PR #208, opened 2021-10-09
Multipart support

### LINKED ISSUE #119: Provide support for multipart requests
Currently, there's no way to get the files from HTTP requests with [the multipart content-type](https://www.w3.org/Protocols/rfc1341/7_2_Multipart.html). This makes it impossible to implement HTTP servers that support file uploads, or to test a client that makes multipart requests.

simolus3:
Adds extensions on `Request` to handle multipart data.

Closes #119.

### DIFF
--- a/CHANGELOG.md
+++ b/CHANGELOG.md
@@ -1,5 +1,8 @@
-## 1.2.1-dev
+## 1.3.0-dev
 
+* Add the `ReadMultipartRequest` extension on `Request` to handle multipart requests:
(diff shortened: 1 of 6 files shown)


kevmoo:
Nice – although I wonder if this should be a separate package. Just trying to keep things small here.

@jakemac53 ? @natebosch ?

simolus3:
Fair enough, but then we should probably close the issue as wontfix as well?

kevmoo:
@simolus3 – or we wait until you publish your package and we link it?

PR #230, opened 2022-05-10
Add examples

ushieru:
Example files in isolation and with shelf_router.


pkgs/shelf_web_socket/example/example_shelf_router.dart
```diff
@@ -0,0 +1,20 @@
+import 'package:shelf/shelf.dart';
+import 'package:shelf/shelf_io.dart' as io;
+import 'package:shelf_router/shelf_router.dart';
+import 'package:shelf_web_socket/shelf_web_socket.dart';
+
```
kevmoo, line 5: We likely don't want to add dependencies to `shelf_router` here!

PR #242, opened 2022-06-15
prep for publishing the shelf packages

devoncarew:
Prep for publishing the shelf packages:
- rev all the versions (and check that they are the correct patch versions from last published)
- make sure there is content in the latest changelog entries
- some minor normalization of the most recent changelog entries


kevmoo (approved):
That's a lot of packages to publish for not a lot of user benefit 🤷

PR #608, opened 2023-10-18
Add support for topic schemas in Pulsar

cbornet:


langstream-pulsar-runtime/src/main/java/ai/langstream/pulsar/runner/PulsarTopicConnectionsRuntimeProvider.java
```diff
@@ -524,19 +532,51 @@ private class PulsarTopicProducer<K> implements TopicProducer {
...
             @SneakyThrows
             public void start() {
-                String topic = (String) configuration.remove("topic");
-                schema = (Schema<K>) configuration.remove("schema");
-                if (schema == null) {
-                    schema = (Schema) Schema.STRING;
+                if (configuration.containsKey("valueSchema")) {
+                    SchemaDefinition valueSchemaDefinition =
+                            mapper.convertValue(
+                                    configuration.remove("valueSchema"), SchemaDefinition.class);
```
eolivelli, line 567: is is safe to "remove" ?

eolivelli (approved):
+1

I have left one comment

langstream-pulsar-runtime/src/main/java/ai/langstream/pulsar/runner/PulsarTopicConnectionsRuntimeProvider.java
cbornet: we work on a copy.
It's also because we call producer.load(configuration) later.

eolivelli: thanks for your clarification

PR #615, opened 2023-10-18
[docker run] Exit the container in case of errors

eolivelli:
Summary:
- ensure that we exit the container in case of any errors: during setup and in case of any agent failure
- reduce some logs
- ensure that logback configuration is applied


nicoloboschi (commented):
LGTM

PR #617, opened 2023-10-18
Add Rag with AWS example

nicoloboschi:


examples/applications/rag-aws/chatbot.yaml
```diff
@@ -0,0 +1,95 @@
...
+                "vector": ?,
+                "k": 10
+              }
+            }
+          }
+        }
+      fields:
+        - "value.embeddings_vector"
+      output-field: "value.related_documents"
+  - name: "ai-chat-completions"
```
eolivelli, line 58: Is it possible to add re-rank here? 
In order to do it we have to also get the embeddings for each retrieved document.

re-rank is very important because it allows you to select more docs from the database and then refine the search

nicoloboschi: done, thanks

PR #618, opened 2023-10-18
Add support for DLT with Pulsar

cbornet:


langstream-api/src/main/java/ai/langstream/api/runtime/ExecutionPlan.java
```diff
@@ -145,7 +145,7 @@ public Topic getTopicByName(String name) {
 
     public TopicDefinition getTopicDefinitionByName(String name) {
         return topics.entrySet().stream()
-                .filter(e -> e.getKey().getName().equals(name))
+                .filter(e -> e.getValue().topicName().equals(name))
```
cbornet, line 148: We lookup by topic name instead of  TopicDefinition name, Is it OK?

langstream-core/src/main/java/ai/langstream/impl/common/BasicClusterRuntime.java
```diff
@@ -342,7 +342,7 @@ private Topic buildImplicitTopicForDeadletterQueue(
             StreamingClusterRuntime streamingClusterRuntime,
             ExecutionPlan physicalApplicationInstance) {
         // connecting two agents requires an intermediate topic
-        String name = connection.topicName() + "-deadletter";
+        String name = inputTopicDefinition.getName() + "-deadletter";
```
cbornet, line 345: We use the TopicDefinition name instead of the topic name. Is it OK?

langstream-api/src/main/java/ai/langstream/api/runtime/ExecutionPlan.java
eolivelli: if all the tests are passing then I guess that it is okay

langstream-core/src/main/java/ai/langstream/impl/common/BasicClusterRuntime.java
eolivelli: if all the tests are passing then I guess that it is okay

PR #622, opened 2023-10-19
CLI: cache github repository for faster deployments

nicoloboschi:
Currently every time the user specify a github repository for the application/secrets/instance we clone the entire git repository N times. If the user submit the deploy again, the repo is cloned from sctratch again. 99% of use cases are to download from this repo and it takes up to 10 seconds. 

Changes:
* Save git repository clone in ~/.langstream/ghrepos with the repo identifier. If the repo specified already exists, we just reset and fetch to the specified branch. **This is much faster than cloning the repo: ~3-4s vs 10~12s on my machine**
* In case the same command specify the same repository, the second one will be considered up to date and nothing will be done (neither clone or fetch)
* Added `--disable-local-repositories-cache` to fallback to the old behaviour
* In case of failures, the repo is wiped off and it restarts from scratch 

The downside of this solution is that the repository is stored "forever" in the user home but I don't think it's a real issue.
Another possible issue but very very unlikely is that two deployments happen in parallel and If at the same time the remote branch is updated. I don't think it's a real issue too

### DIFF
--- a/langstream-cli/src/main/java/ai/langstream/cli/CLILogger.java
+++ b/langstream-cli/src/main/java/ai/langstream/cli/CLILogger.java
@@ -1,0 +1,36 @@
+package ai.langstream.cli;
+
+public interface CLILogger {
+    void log(Object message);
+
+    void error(Object message);
+
+    boolean isDebugEnabled();
+
+    void debug(Object message);
+
+
+    class SystemCliLogger implements CLILogger {
+        @Override
+        public void log(Object message) {
+            System.out.println(message);
+
+        }
+
+        @Override
+        public void error(Object message) {
+            System.err.println(message);
+        }
+
+        @Override
+        public boolean isDebugEnabled() {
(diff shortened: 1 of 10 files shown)


eolivelli:
Can we make this behavior configurable?

eolivelli (approved):
Lgtm

What happens in case of corrupted directory ?

langstream-cli/src/main/java/ai/langstream/cli/CLILogger.java
```diff
@@ -0,0 +1,48 @@
...
+        }
+
+        @Override
+        public void error(Object message) {
+            System.err.println(message);
+        }
+
+        @Override
+        public boolean isDebugEnabled() {
+            return true;
```
eolivelli, line 40: are we sure about this ?

eolivelli (approved):

PR #624, opened 2023-10-19
Add possibility to set retention policies in Pulsar

cbornet:


langstream-pulsar/src/main/java/ai/langstream/pulsar/PulsarClusterRuntimeConfiguration.java
```diff
@@ -15,20 +15,26 @@
...
 
-@Data
-@NoArgsConstructor
-@AllArgsConstructor
-public class PulsarClusterRuntimeConfiguration {
+public record PulsarClusterRuntimeConfiguration(
+        Map<String, Object> admin,
+        Map<String, Object> service,
+        Map<String, Object> authentication,
+        @JsonProperty("default-tenant") String defaultTenant,
```
nicoloboschi, line 25: this is clearly a breaking change, are we ok with that ? @eolivelli

cbornet: We talked about this with @eolivelli  .It's OK. Nobody could use Pulsar before.

nicoloboschi: I agree

PR #643, opened 2023-10-24
WebCrawler: use disk to store status if configured

nicoloboschi:
Changes:
* Added new parameter `state-storage`: `s3|disk` (default "s3") to the webcrawler.
* If disk is configured, a disk is automatically requested at runtime. the size is inferred from `resources.disk.size` if configured ,otherwise is 256M. The type is also inferred if configured
* Created implementation to store the status on local disk instead of s3

### DIFF
--- a/langstream-agents/langstream-agent-grpc/src/test/java/ai/langstream/agents/grpc/GrpcAgentSourceTest.java
+++ b/langstream-agents/langstream-agent-grpc/src/test/java/ai/langstream/agents/grpc/GrpcAgentSourceTest.java
@@ -252,11 +252,6 @@ public class GrpcAgentSourceTest {
         }
 
         @Override
-        public String getAgentId() {
-            return null;
-        }
-
-        @Override
         public TopicAdmin getTopicAdmin() {
             return null;
         }
--- a/langstream-agents/langstream-agent-grpc/src/test/java/ai/langstream/agents/grpc/GrpcAgentSourceTest.java
+++ b/langstream-agents/langstream-agent-grpc/src/test/java/ai/langstream/agents/grpc/GrpcAgentSourceTest.java
@@ -252,6 +252,11 @@ public class GrpcAgentSourceTest {
         }
 
         @Override
+        public String getAgentId() {
+            return null;
+        }
+
+        @Override
         public TopicAdmin getTopicAdmin() {
             return null;
         }
--- a/langstream-api/src/main/java/ai/langstream/api/runner/code/AgentContext.java
+++ b/langstream-api/src/main/java/ai/langstream/api/runner/code/AgentContext.java
@@ -36,6 +36,19 @@ public interface AgentContext {
 
     TopicProducer getTopicProducer();
 
+    /**
+     * Unique id of the agent relative to the application.
+     *
+     * @return
+     */
+    String getAgentId();
+
+    /**
+     * Unique id of the agent relative to the tenant. This is normally computed by
+     * {applicationId}-{agentId}
+     *
+     * @return
+     */
     String getGlobalAgentId();
 
     TopicAdmin getTopicAdmin();
--- a/langstream-api/src/main/java/ai/langstream/api/runner/code/AgentContext.java
+++ b/langstream-api/src/main/java/ai/langstream/api/runner/code/AgentContext.java
@@ -36,19 +36,6 @@ public interface AgentContext {
 
     TopicProducer getTopicProducer();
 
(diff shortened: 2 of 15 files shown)


eolivelli (changes requested):
we must provide an explicit configuration parameter to say that you want to use S3 or a disk attached to the agent.

`state-storage: "s3" | "agent-disk"`


in the case that the user configures "agent-disk" then the NodeProvider may automatically configure a disk, with the default storage type and something like 256MB of space

langstream-agents/langstream-agent-grpc/src/test/java/ai/langstream/agents/grpc/GrpcAgentSourceTest.java
```diff
@@ -251,6 +251,11 @@ public String getGlobalAgentId() {
             return null;
         }
 
+        @Override
+        public String getAgentId() {
```
eolivelli, line 255: how does this work for the "composite agent".
I think this is wrong.
The agent can use this.getAgentId()
we should not provide this method in the "AgentContext", that is shared among all the agents in a composite pipeline

langstream-api/src/main/java/ai/langstream/api/runner/code/AgentContext.java
```diff
@@ -36,6 +36,19 @@ public interface AgentContext {
 
     TopicProducer getTopicProducer();
 
+    /**
+     * Unique id of the agent relative to the application.
+     *
+     * @return
+     */
+    String getAgentId();
```
eolivelli, line 44: see my comment above, this method cannot be here

langstream-api/src/main/java/ai/langstream/api/runner/code/AgentContext.java
```diff
@@ -36,6 +36,19 @@ public interface AgentContext {
...
+
+    /**
+     * Unique id of the agent relative to the tenant. This is normally computed by
+     * {applicationId}-{agentId}
```
eolivelli, line 48: this is basically the id of the "executor", that is of the statefulset.
it is not about the "agent"

This comment is wrong

langstream-k8s-runtime/langstream-k8s-runtime-core/src/main/java/ai/langstream/runtime/impl/k8s/agents/WebCrawlerSourceAgentProvider.java
```diff
@@ -40,6 +46,42 @@ protected final ComponentType getComponentType(AgentConfiguration agentConfigura
...
+    @Override
+    protected DiskSpec computeDisk(
+            AgentConfiguration agentConfiguration,
+            Module module,
+            Pipeline pipeline,
+            ExecutionPlan physicalApplicationInstance,
+            ComputeClusterRuntime clusterRuntime,
+            StreamingClusterRuntime streamingClusterRuntime) {
+        final String stateStorage =
+                (String) agentConfiguration.getConfiguration().get("state-storage");
```
eolivelli, line 58: we should use ConfigurationUtils.getString here

langstream-runtime/langstream-runtime-impl/src/main/java/ai/langstream/runtime/agent/AgentRunner.java
```diff
@@ -347,6 +348,7 @@ private static void runJavaAgent(
                     AgentContext agentContext =
                             new SimpleAgentContext(
                                     agentId,
+                                    configuration.agent(),
```
eolivelli, line 351: this is wrong, in case of the "composite agent" this doesn't make sense, or maybe it is the id of the first agent in the group

langstream-runtime/langstream-runtime-impl/src/main/java/ai/langstream/runtime/agent/AgentRunner.java
```diff
@@ -1000,7 +1004,8 @@ public SimpleAgentContext(
             this.consumer = consumer;
             this.producer = producer;
             this.topicAdmin = topicAdmin;
-            this.agentId = agentId;
+            this.globalAgentId = globalAgentId;
+            this.agentId = agentSpec.agentId();
```
eolivelli, line 1008: see comments above

eolivelli (changes requested):

eolivelli (approved):
LGTM

PR #644, opened 2023-10-24
[agents] Add support for using Camel components as sources

eolivelli:
This is still a POC.

Summary:
- add a camel-source agent that allows you to use any Camel component as a Source for LangStream
- add a sample application that uses The GitHub camel connector
- it is possible to choose an header coming from the Camel message and set is as key of the output record
- the camel-source implements the Camel exchange protocol and it acks the messages completely processed by the pipeline, and it is also notifying failures

With Camel components LangStream fully support at-least once semantics 

Notes:
we are not bundling any Camel connectors, you have to add the connector as a dependency, as it is shown in the sample application. The "dependency" mechanism that you use for JDBC and for Kafka Connect works also for Camel


eolivelli:
I have updated the sample application

eolivelli:
I realised that I have to also encode the headers

eolivelli:
test

eolivelli:
test3

eolivelli:
test 5

langstream-agents/langstream-agent-camel/src/main/java/ai/langstream/agents/camel/CamelSource.java
```diff
@@ -0,0 +1,249 @@
...
+        int maxRecords = ConfigurationUtils.getInt("max-buffered-records", 100, configuration);
+        this.keyHeader = ConfigurationUtils.getString("key-header", "", configuration);
+        Map<String, Object> componentOptions =
+                ConfigurationUtils.getMap("component-options", Map.of(), configuration);
+        if (componentOptions != null) {
+            for (Map.Entry<String, Object> entry : componentOptions.entrySet()) {
+                String paramName = entry.getKey();
+                Object value = entry.getValue();
+                if (value != null) {
+                    if (componentUri.contains("?")) {
```
cbornet, line 182: Could this be done with `java.net.URI` ?

eolivelli: I don't know if Camel components URI are real URIs, IIRC there are some tricks, like RAW(xxx)

PR #646, opened 2023-10-25
[examples] Add a chatbot built with LangChain and Astra DB

eolivelli:
This is the first iteration of the sample application about how to build a chat bot using LangChain and the RAG pattern.

Summary:
- the code is inspired by https://github.com/langchain-ai/chat-langchain
- the application uses DataStax Astra DB as vector database
- OpenAI is used as LLM for completions and for computing the text embeddings
- as in the original chat application, the chat history is to be handled on the client side

### DIFF
--- a/examples/applications/langchain-chat/python/langchain_chat.py
+++ b/examples/applications/langchain-chat/python/langchain_chat.py
@@ -42,7 +42,6 @@ from langchain.schema.runnable import (
 from langchain.vectorstores import Weaviate
 from pydantic import BaseModel
 
-
 RESPONSE_TEMPLATE = """\
 You are an expert programmer and problem-solver, tasked with answering any question \
 about Langchain.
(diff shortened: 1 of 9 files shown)


examples/applications/langchain-chat/python/langchain_chat.py
```diff
@@ -0,0 +1,242 @@
...
+            *,
+            callbacks: Callbacks = None,
+            tags: Optional[List[str]] = None,
+            metadata: Optional[Dict[str, Any]] = None,
+            **kwargs: Any,
+    ) -> List[Document]:
+        return [Document(page_content="foo"), Document(page_content="bar")]
+
+
+def get_retriever(embeddingsModel) -> BaseRetriever:
```
cbornet, line 113: This code doesn't seem to be used

PR #647, opened 2023-10-25
CLI UI: start on port 8092 by default

### LINKED ISSUE #641: CLI UI: option for using a well known port
Currently the UI starts up at some random port which is hard to track if you're in a WSL environment. 
We should add a parameter for forcing the port. Both for apps ui and docker run commands

Also in docker run the port is not even logged

nicoloboschi:
Fixes #641 

Changes:
* By default apps ui and docker run start the UI on port 8092
* There's a option to change the port. 0 means ephimeral (like before). `-p` for apps ui and `-up` for docker run

### DIFF
--- a/langstream-cli/src/main/java/ai/langstream/cli/commands/applications/UIAppCmd.java
+++ b/langstream-cli/src/main/java/ai/langstream/cli/commands/applications/UIAppCmd.java
@@ -15,6 +15,7 @@
  */
 package ai.langstream.cli.commands.applications;
 
+import ai.langstream.cli.CLILogger;
 import ai.langstream.cli.NamedProfile;
 import ai.langstream.cli.api.model.Gateways;
 import io.undertow.Handlers;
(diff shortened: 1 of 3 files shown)


langstream-cli/src/main/java/ai/langstream/cli/commands/applications/UIAppCmd.java
```diff
@@ -56,6 +57,12 @@ public class UIAppCmd extends BaseApplicationCmd {
     @CommandLine.Parameters(description = "Application ID")
     private String applicationId;
 
+    @CommandLine.Option(
+            names = {"-p", "--port"},
```
eolivelli, line 61: what about "--ui-port" ? "--port" is too generic

eolivelli (changes requested):

langstream-cli/src/main/java/ai/langstream/cli/commands/applications/UIAppCmd.java
nicoloboschi: this command is litereally 
```
apps iu <appid>
```
I don't think it's confusing

In fact, in the docker run one, I used `--ui-port`

eolivelli (approved):
LGTM

PR #652, opened 2023-10-26
[python] Add a CLI command to import pip requirements.txt

eolivelli:
Summary:

This path adds a new CLI command to process the requrements.txt file using the same version of the OS and of Python that run in production, on Linux/Intel.

This is very useful in order to ensure that the dependencies that you import match correctly the production enviroment

`langstream python load-pip-requirements -app examples/applications/python-processor-exclamation`

### DIFF
--- a/langstream-cli/src/main/java/ai/langstream/cli/commands/python/LoadPythonDependenciesCmd.java
+++ b/langstream-cli/src/main/java/ai/langstream/cli/commands/python/LoadPythonDependenciesCmd.java
@@ -1,0 +1,213 @@
+/*
+ * Copyright DataStax, Inc.
+ *
+ * Licensed under the Apache License, Version 2.0 (the "License");
+ * you may not use this file except in compliance with the License.
+ * You may obtain a copy of the License at
+ *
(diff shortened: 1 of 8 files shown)


langstream-cli/src/main/java/ai/langstream/cli/commands/python/LoadPythonDependenciesCmd.java
```diff
@@ -0,0 +1,213 @@
...
+    @CommandLine.Option(
+            names = {"--langstream-runtime-docker-image"},
+            description = "Docker image of the LangStream runtime to use")
+    private String dockerImageName;
+
+    @Override
+    @SneakyThrows
+    public void run() {
+
+        if (dockerImageVersion != null && dockerImageVersion.endsWith("-SNAPSHOT")) {
```
nicoloboschi, line 70: can we move it to a common function? is the same logic of docker run, right ?

eolivelli: good point, done

PR #654, opened 2023-10-26
[python] Add support for hot reload of python code in docker mode

eolivelli:
Summary:

When you are working locally, add the ability to automatically reload python code without restarting the container

In "docker run" mode the cli start watching on the python files.
In case of any python file that has changed the python agent is restarted, picking up the new version of the code.

The is a new flag "--watch-files=false" to disable the feature.

The watcher starts only if there is a "python" directory in the application

Follow up:
- if there is a syntax error the Python process crashes, so the docker container exists
- add test cases

### DIFF
--- a/langstream-cli/src/main/java/ai/langstream/cli/commands/docker/LocalRunApplicationCmd.java
+++ b/langstream-cli/src/main/java/ai/langstream/cli/commands/docker/LocalRunApplicationCmd.java
@@ -102,7 +102,7 @@ public class LocalRunApplicationCmd extends BaseDockerCmd {
 
     @CommandLine.Option(
             names = {"--watch-files"},
-            description = "Start the UI")
+            description = "Watch files and apply the changes automatically (only Python files)")
     private boolean watchFiles = true;
 
     @CommandLine.Option(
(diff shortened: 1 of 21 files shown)


langstream-runtime/langstream-runtime-impl/src/main/java/ai/langstream/runtime/agent/api/AgentInfoServlet.java
```diff
@@ -20,19 +20,38 @@
...
     @Override
     protected void doGet(HttpServletRequest req, HttpServletResponse resp) throws IOException {
         resp.setContentType("application/json");
-        MAPPER.writeValue(resp.getOutputStream(), agentInfo.serveWorkerStatus());
+        MAPPER.writeValue(resp.getOutputStream(), agentAPIController.serveWorkerStatus());
+    }
+
+    @Override
+    protected void doPost(HttpServletRequest req, HttpServletResponse resp) throws IOException {
+        resp.setContentType("application/json");
```
eolivelli, line 43: This is currently not used

langstream-cli/src/main/java/ai/langstream/cli/commands/docker/LocalRunApplicationCmd.java
```diff
@@ -96,6 +100,11 @@ public class LocalRunApplicationCmd extends BaseDockerCmd {
             description = "Start the UI")
     private boolean startUI = true;
 
+    @CommandLine.Option(
+            names = {"--watch-files"},
+            description = "Start the UI")
```
nicoloboschi, line 105: to change

langstream-cli/src/main/java/ai/langstream/cli/commands/docker/LocalRunApplicationCmd.java
```diff
@@ -380,26 +393,75 @@ private void executeOnDocker(
...
+                    }
+                },
+                watcher);
+    }
+
+    private static void restartAgents() {
+        HttpURLConnection urlConnection = null;
+        try {
+            URL url = new URL("http://localhost:8790/commands/restart");
+            System.out.println("Calling " + url + " to restart the agents");
```
nicoloboschi, line 454: can you use the cli logger?

eolivelli: sure

PR #1611, opened 2026-05-26
Add canary tests for v2 API endpoints and triggers

vcheung-stripe:
### Summary

v2 APIs have their own request shape, so we should cover them in the canary. This will ensure changes to auth don't break these flows unexpectedly.

Tested by triggering the workflow manually and seeing the requests succeed: https://github.com/stripe/stripe-cli/actions/runs/26467782853


vzhang-stripe (approved):
nice

PR #1643, opened 2026-06-08
Save UAT and account information in profile

vcheung-stripe:
### Summary

This saves the UAT and account information to the profile during login, only if this data is returned by the server during `stripe login` (requires a flag to be enabled).


vcheung-stripe:
Will be superseded by https://github.com/stripe/stripe-cli/pull/1662

PR #1644, opened 2026-06-08
Add terminal environment telemetry

tomer-stripe:
## Summary
- add telemetry fields for whether the CLI runs inside tmux or GNU Screen
- add terminal program detection using TERM_PROGRAM and common terminal-specific fallback env vars
- include the new metadata on CLI telemetry events and API request telemetry

## Testing
- go test ./pkg/useragent
- go test ./pkg/stripe
- git -c core.fsmonitor=false diff --check
- env -u CODEX_SANDBOX -u CODEX_THREAD_ID -u CODEX_SANDBOX_NETWORK_DISABLED -u CODEX_CI go test ./...

Note: plain `go test ./...` fails in this Codex shell because `pkg/stripeauth` has an existing user-agent regex expectation that does not allow the environment-added `AIAgent/codex_cli` suffix.

### DIFF
--- a/pkg/useragent/useragent.go
+++ b/pkg/useragent/useragent.go
@@ -56,6 +56,39 @@ func DetectInstallMethod(
 	return "unknown"
 }
 
+// DetectInTmux detects whether the CLI was invoked from within a tmux session.
+func DetectInTmux(getEnv func(string) string) bool {
+	return getEnv("TMUX") != ""
+}
+
+// DetectInScreen detects whether the CLI was invoked from within a GNU Screen session.
+func DetectInScreen(getEnv func(string) string) bool {
+	return getEnv("STY") != ""
+}
+
+// DetectTerminalProgram detects the terminal program the CLI was invoked from, when available.
+func DetectTerminalProgram(getEnv func(string) string) string {
+	if program := getEnv("TERM_PROGRAM"); program != "" {
+		return program
+	}
+	if getEnv("WT_SESSION") != "" {
+		return "windows_terminal"
+	}
+	if getEnv("KITTY_WINDOW_ID") != "" {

====

Exercise prompt:
Which lines belong in the answer? Exactly those from the first line of the entries through the line holding "Nice – although I", inclusive, copied unchanged.

Result of this task:
PR #208, opened 2021-10-09
Multipart support

### LINKED ISSUE #119: Provide support for multipart requests
Currently, there's no way to get the files from HTTP requests with [the multipart content-type](https://www.w3.org/Protocols/rfc1341/7_2_Multipart.html). This makes it impossible to implement HTTP servers that support file uploads, or to test a client that makes multipart requests.

simolus3:
Adds extensions on `Request` to handle multipart data.

Closes #119.

### DIFF
--- a/CHANGELOG.md
+++ b/CHANGELOG.md
@@ -1,5 +1,8 @@
-## 1.2.1-dev
+## 1.3.0-dev
 
+* Add the `ReadMultipartRequest` extension on `Request` to handle multipart requests:
(diff shortened: 1 of 6 files shown)


kevmoo:
Nice – although I wonder if this should be a separate package. Just trying to keep things small here.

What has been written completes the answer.